Try it
Within the records below, filter for lines carrying the word "passing" and copy them.

Data
Issue #5209, opened 2018-09-18
Project status?


systemed:
It seems to be a reasonably open secret (by which I mean SOTM bar chat ;) ) that Mapbox is currently putting most of its development efforts behind Valhalla; and that many of the developers formerly working on OSRM are no longer involved with it.

From a distance it looks like OSRM is in "maintenance mode", which is obviously much better than being abandoned, and it's good to see PRs like #5197 moving the project on. Nonetheless the fast pace of development since 2013 has evidently abated for now.

OSM data does (slowly) evolve and if OSRM is to continue to be useful then it'll need to keep up with this. Much of this can be achieved via profiles, and keeping these up-to-date is fairly trivial, but there are some more significant data issues which will require real engineering commitment (I'm thinking in particular of #4439 to address the increasing number of multiple-via-way restrictions, but there will be others).

So it would be good to have a steer as to the future direction of the project. Does Mapbox intend to continue maintaining OSRM in perpetuity, or only until Valhalla reaches feature/performance parity, or...? Is there any interest in moving it to the community (a la CartoCSS)?

(FWIW I'm not concerned for cycle.travel, which uses an extensive fork of 4.9 and which is very unlikely to return to trunk, but I do use current versions of OSRM for some contract work. Looking at the issue tracker here, there is still a lot of interest in OSRM and people are building solutions on top of it.)

In any case, thanks for supporting so many great improvements over the last five years and being good stewards of the project!

systemed:
> From a distance it looks like OSRM is in "maintenance mode", which is obviously much better than being abandoned

18 months on, I think we can probably say that OSRM is to all intents and purposes abandoned. That's fine - priorities change and I certainly wouldn't mean this as a criticism of anyone. But Mapbox have evidently ceased development and promotion, yet the Project-OSRM organisation is still essentially Mapbox employees or alumni.

At the least, it would be good to have a maintainership model where there's some assurance that decent patches (even if trivial) are likely to get merged. At present, my reading is that potential new users are unlikely to use OSRM because it's been abandoned; therefore there are fewer patches; therefore people are less likely to use OSRM; etc. etc.

Mapbox has successfully transitioned legacy products to community maintainership in the past (carto, Tilemill) and it would be good to see the same happen here.

(For clarity, I'm personally happy to take on issue-gardening, profile stuff and so on, but my C++-fu and graph theory knowledge are certainly not strong enough for me to be sole maintainer!)

[...]

Issue #4741, opened 2017-12-17
Deprecate `hints` parameter


TheMarex:
The `hints` parameter is probably one of the worst concepts of our API that exposes internal data structures to the client and allows them to pass this information back to us. This breaks a few encapsulations, means we need to ship a clunky Base64 encoder and have our internal `PhantomNode` size impact the size of our response objects.

It is straight forward to remove this parameter from the HTTP API but the C++ API is another problem.
Since we encode internal state in the `Hints` object that is part of a public interface, we can't just remove this class. I don't see an easy way to do this without breaking the API.

daniel-j-h:
Related:
- generate hints api flag https://github.com/Project-OSRM/osrm-backend/pull/3456
- v6 api list https://github.com/Project-OSRM/osrm-backend/issues/3298
- osm id as hiint https://github.com/Project-OSRM/osrm-backend/issues/3219

PR #5953, opened 2021-02-03
Support snapping to multiple ways at an input location

mjjbell:
# Issue

before_after_snap_roundabout
[link](https://map.project-osrm.org/?z=18&center=51.509038%2C0.019113&loc=51.509095%2C0.019195&loc=51.509090%2C0.019441&hl=en&alt=0&srv=1)

This PR improves routing results by adding support for snapping to multiple ways at input locations.

## Context
before_snap_2

Input locations are snapped to positions on ways, which act as the source, target or via waypoint positions on the route.

Currently, OSRM only snaps an input location to **one** way. In certain scenarios, there are multiple ways to choose from:
- Intersections
- Connection points between two edges of a way
- Overlapping roads (e.g. bridges, tunnels)
- Edges that are part of via-ways in turn restrictions

The choice of selected way can impact the discovered route. Some good examples of the effect this has are discussed in #4465

This PR makes the change to use all ways at the snapped location as source/target candidates for routing search, ensuring we always find the best route, and not the one dependent on the way selected.

after_snap_2

### Design Choice
The decision to support multiple candidates for a snapped location was chosen for a few reasons:
- It doesn’t require special case logic for particular intersections
- It can be extended to support snapping to multiple equidistant locations from the input
- It acts as a first step towards supporting snapping to the k-nearest locations 

The downside of this approach is that using multiple source/target candidates increases the routing search space. However, in practice this has minimal effect on performance, given:
- Most locations will still only snap to one way
- Even with multiple candidates for an input, most candidates will be connected by a valid turn, so many paths will be quickly pruned.

### PhantomNodeCandidates

We extend the `PhantomNode` representation for a snapped location to `PhantomNodeCandidates`, a vector of snapped locations.

Algorithms that snap large numbers of locations, such as `table` requests, will generate many small vectors. The implementation reuses the vectors fetched from the geospatial query result throughout the whole request. The performance hit appears to be minimal. 

### Snapping to connection between two edges of a way segment
snap_mid_seg

All the routing algorithms assume a way segment only appears once in the search. 
When snapping to the connection between two edges of a segment, we have to decide which edge will represent the segment in the search. 

Segment edges are compressed and include forward and reverse directions. To decide which compressed edge to choose, we consider which is most likely to be useful as a source/target for a route. This can depend on edge traffic updates, approach parameters, etc.)

The implementation makes the choice between two compressed edges of a way segment in a consistent way. In very rare situations, it’s possible that some potential routes will not be found by having to select one over the other.

invalid_snapped

### Nearest vs Big SCC

The existing snapping logic considers whether the snapped way is part of a tiny strongly connected component with other snapped locations, and fallbacks to the nearest candidate from the big SCC if this is not the case. This PR keeps and extends this logic for snapping to multiple candidates.

### Geospatial Queries

The geospatial API for finding graph segments nearest to the location had many similar functions which represented permutations of parameter combinations. Given the logic for filtering is now more complex, I’ve consolidated the API functions and moved the parameter selection into one place.

### Routing Algorithms

`trip`, `table`, and `route` now use the multiple candidate snapping. I did not include `match`, as my depth of understanding of the map matching algorithm is insufficient to figure out how “nearest candidates at the same location” would be represented in the output. Maybe a good follow-up task.

### Shortest Path

Internally, the shortest path search function was passed in a list of endpoint candidates for each leg of the route. I have changed this to be a list of waypoint candidates instead, which makes it clear that the target candidates of the previous leg are the source candidates of the next leg. Now that candidates are vectors of `PhantomNodes`, it also avoids making a copy of each vector.

Not surprisingly, the dynamic programming approach for the shortest path search is made more complicated with multiple source/target nodes. I’ve tried as much as possible to avoid unnecessary vector allocations when tracking state between the legs.

### Libosrm / HTTP API changes

Returning waypoint information in API results is now trickier as we have multiple `PhantomNodes` representing each waypoint.

To avoid a breaking change, the solution I went with is to:
-  Use the location of the first candidate (this is fine as all candidates at a waypoint have the same location)
- Combine the names of the roads of each of the waypoint candidates
- Concatenate the hint strings (so hint size in the result is now `len(candidates)*HINT_SIZE`. I'm assuming changing the hint size is not an API break?

For hints in particular, this allows the hint string to contain all the information for multiple candidates. If we only returned the hint for the `PhantomNode` selected for the particular API call,  it could lead to suboptimal results as a hint for future requests.

EDIT: This is a breaking change in the request parameters. `hints` are now `vector<vector<hint>>`

## Tests

The changes to existing test values should be self explanatory.  A couple of them have weird properties that might need cleaning up:
- One relies on negative turn penalty duration (which creates a negative step duration in the result)
- One includes an `only_*` restriction into a one-way street going the other way

In both cases, they have been changed to the point that they still succeed as before, although they might need revisiting to question the assumptions being made.

Whilst creating new tests, I also noticed some weird behaviours when combining zero speed traffic updates with a source and target on the same segment. It’s quite a niche scenario though, so I omitted tests for this in the PR and will create an issue with details if anyone is interested.

## Performance
I’ll provide a full analysis for the effect on query performance in another comment. The initial findings show a small performance hit, at the expense of finding shorter routes, especially when many waypoints snap to intersections.

## Tasklist

 - [ ] review
 - [ ] adjust for comments

### DIFF
--- a/features/car/restrictions.feature
+++ b/features/car/restrictions.feature
@@ -411,7 +411,7 @@ Feature: Car - Turn restrictions
                     y
             i j f b x a e g h
 
-                  c   d
+                  c1   d
             """
 
         And the ways
@@ -438,7 +438,7 @@ Feature: Car - Turn restrictions
         When I route I should get
             | from | to | route                               |
             | e    | f  | ae,xa,bx,fb,fb                      |
-            | c    | f  | dc,da,ae,ge,hg,hg,ge,ae,xa,bx,fb,fb |
+            | 1    | f  | dc,da,ae,ge,hg,hg,ge,ae,xa,bx,fb,fb |
             | d    | f  | da,ae,ge,hg,hg,ge,ae,xa,bx,fb,fb    |
 
     @except
--- a/features/testbot/traffic_turn_penalties.feature
+++ b/features/testbot/traffic_turn_penalties.feature
@@ -47,7 +47,7 @@ Feature: Traffic - turn penalties applied to turn onto which a phantom node snap
             | 1    | e  | ab,be,be | 36 km/h  | 30s +-1 |
             | b    | f  | bc,cf,cf | 36 km/h  | 40s +-1 |
             | 2    | f  | bc,cf,cf | 36 km/h  | 30s +-1 |
-            | c    | g  | cd,dg,dg | 144 km/h | 10s +-1 |
+            | c    | g  | cd,dg,dg | 72 km/h  | 20s +-1 |
             | 3    | g  | cd,dg,dg | 54 km/h  | 20s +-1 |
 
     Scenario: Weighting based on turn penalty file with weights
@@ -65,5 +65,5 @@ Feature: Traffic - turn penalties applied to turn onto which a phantom node snap
             | 1    | e  | ab,be,be | 36 km/h  | 30s +-1 | 6.8,20,0   |
             | b    | f  | bc,cf,cf | 36 km/h  | 40s +-1 | 20,20,0    |
             | 2    | f  | bc,cf,cf | 36 km/h  | 30s +-1 | 10.1,20,0  |
-            | c    | g  | cd,dg,dg | 144 km/h | 10s +-1 | 120.8,20,0 |
+            | c    | g  | cd,dg,dg | 72 km/h  | 20s +-1 | 120.8,20,0 |
             | 3    | g  | cd,dg,dg | 54 km/h  | 20s +-1 | 110.9,20,0 |
--- a/include/engine/api/base_parameters.hpp
+++ b/include/engine/api/base_parameters.hpp
@@ -51,14 +51,14 @@ namespace api
  * Holds member attributes:
  *  - coordinates: for specifying location(s) to services
  *  - hints: hint for the service to derive the position(s) in the road network more efficiently,
- *           optional per coordinate
+ *           optional per coordinate. Multiple hints can be provided for a coordinate.
  *  - radiuses: limits the search for segments in the road network to given radius(es) in meter,
  *              optional per coordinate
  *  - bearings: limits the search for segments in the road network to given bearing(s) in degree
  *              towards true north in clockwise direction, optional per coordinate
  *  - approaches: force the phantom node to start towards the node with the road country side.
  *
- * \see OSRM, Coordinate, Hint, Bearing, RouteParame, RouteParameters, TableParameters,
+ * \see OSRM, Coordinate, Hint, Bearing, RouteParameters, TableParameters,
  *      NearestParameters, TripParameters, MatchParameters and TileParameters
  */
 struct BaseParameters
--- a/include/engine/hint.hpp
+++ b/include/engine/hint.hpp
@@ -47,8 +47,9 @@ namespace datafacade
 class BaseDataFacade;
 }
 
-// Is returned as a temporary identifier for snapped coodinates
-struct Hint
+// SegmentHint represents an individual segment position that could be used
+// as the waypoint for a given input location
+struct SegmentHint
 {
     PhantomNode phantom;
     std::uint32_t data_checksum;
@@ -57,16 +58,31 @@ struct Hint
                  const datafacade::BaseDataFacade &facade) const;
 
     std::string ToBase64() const;
-    static Hint FromBase64(const std::string &base64Hint);
+    static SegmentHint FromBase64(const std::string &base64Hint);
 
-    friend bool operator==(const Hint &, const Hint &);
-    friend std::ostream &operator<<(std::ostream &, const Hint &);
+    friend bool operator==(const SegmentHint &, const SegmentHint &);
+    friend bool operator!=(const SegmentHint &, const SegmentHint &);
+    friend std::ostream &operator<<(std::ostream &, const SegmentHint &);
 };
 
-static_assert(sizeof(Hint) == 80 + 4, "Hint is bigger than expected");
-constexpr std::size_t ENCODED_HINT_SIZE = 112;
-static_assert(ENCODED_HINT_SIZE / 4 * 3 >= sizeof(Hint),
-              "ENCODED_HINT_SIZE does not match size of Hint");
+// Hint represents the suggested segment positions that could be used
+// as the waypoint for a given input location
+struct Hint
+{
+    std::vector<SegmentHint> segment_hints;
+
+    bool IsValid(const util::Coordinate new_input_coordinates,
+                 const datafacade::BaseDataFacade &facade) const;
+
+    std::string ToBase64() const;
+    static Hint FromBase64(const std::string &base64Hint);
+};
+
+static_assert(sizeof(SegmentHint) == 80 + 4, "Hint is bigger than expected");
+constexpr std::size_t ENCODED_SEGMENT_HINT_SIZE = 112;
+static_assert(ENCODED_SEGMENT_HINT_SIZE / 4 * 3 >= sizeof(SegmentHint),
+              "ENCODED_SEGMENT_HINT_SIZE does not match size of SegmentHint");
+
 } // namespace engine
 } // namespace osrm
 
--- a/CHANGELOG.md
+++ b/CHANGELOG.md
@@ -49,6 +49,7 @@
       - FIXED: Completed support for no_entry and no_exit turn restrictions. [#5988](https://github.com/Project-OSRM/osrm-backend/pull/5988)
       - ADDED: Add support for non-round-trips with a single fixed endpoint. [#6050](https://github.com/Project-OSRM/osrm-backend/pull/6050)
       - FIXED: Improvements to maneuver override processing [#6125](https://github.com/Project-OSRM/osrm-backend/pull/6125)
+      - ADDED: Support snapping to multiple ways at an input location. [#5953](https://github.com/Project-OSRM/osrm-backend/pull/5953)
 
 # 5.26.0
   - Changes from 5.25.0
--- a/features/bicycle/alley.feature
+++ b/features/bicycle/alley.feature
@@ -28,7 +28,7 @@ Feature: Bicycle - Route around alleys
 
         When I route I should get
             | from | to | a:nodes    | weight | #                                |
-            | a    | f  | 1:2:3:6    | 200.4  | Avoids d,e,f                     |
-            | a    | e  | 1:2:5      | 176.4  | Take the alley b,e if neccessary |
-            | d    | f  | 4:1:2:3:6  | 252.6  | Avoids the alley d,e,f           |
+            | a    | f  | 1:2:3:6    | 196.2  | Avoids d,e,f                     |
+            | a    | e  | 1:2:5      | 172.2  | Take the alley b,e if neccessary |
+            | d    | f  | 4:1:2:3:6  | 248.4  | Avoids the alley d,e,f           |
 
--- a/features/car/destination.feature
+++ b/features/car/destination.feature
@@ -7,10 +7,10 @@ Feature: Car - Destination only, no passing through
     Scenario: Car - Destination only street
         Given the node map
             """
-            a       e
-              b c d
+            a         e
+              b1 c 2d
 
-            x       y
+            x         y
             """
 
         And the ways
@@ -23,21 +23,21 @@ Feature: Car - Destination only, no passing through
         When I route I should get
             | from | to | route      |
             | a    | b  | ab,ab      |
-            | a    | c  | ab,bcd     |
-            | a    | d  | ab,bcd,bcd |
+            | a    | c  | ab,bcd,bcd |
+            | a    | 2  | ab,bcd,bcd |
             | a    | e  | axye,axye  |
             | e    | d  | de,de      |
-            | e    | c  | de,bcd     |
-            | e    | b  | de,bcd,bcd |
+            | e    | c  | de,bcd,bcd |
+            | e    | 1  | de,bcd,bcd |
             | e    | a  | axye,axye  |
 
     Scenario: Car - Destination only street
         Given the node map
             """
-            a       e
-              b c d
+            a         e
+              b1 c 2d
 
-            x       y
+            x         y
             """
 
         And the ways
@@ -51,12 +51,12 @@ Feature: Car - Destination only, no passing through
         When I route I should get
             | from | to | route       |
             | a    | b  | ab,ab       |
-            | a    | c  | ab,bc       |
-            | a    | d  | ab,cd       |
+            | a    | c  | ab,bc,bc    |
+            | a    | 2  | ab,bc,cd    |
             | a    | e  | axye,axye   |
             | e    | d  | de,de       |
-            | e    | c  | de,cd       |
-            | e    | b  | de,bc       |
+            | e    | c  | de,cd,cd    |
+            | e    | 1  | de,cd,bc    |
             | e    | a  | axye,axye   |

Final answer
@@ -7,10 +7,10 @@ Feature: Car - Destination only, no passing through
@@ -23,21 +23,21 @@ Feature: Car - Destination only, no passing through
@@ -51,12 +51,12 @@ Feature: Car - Destination only, no passing through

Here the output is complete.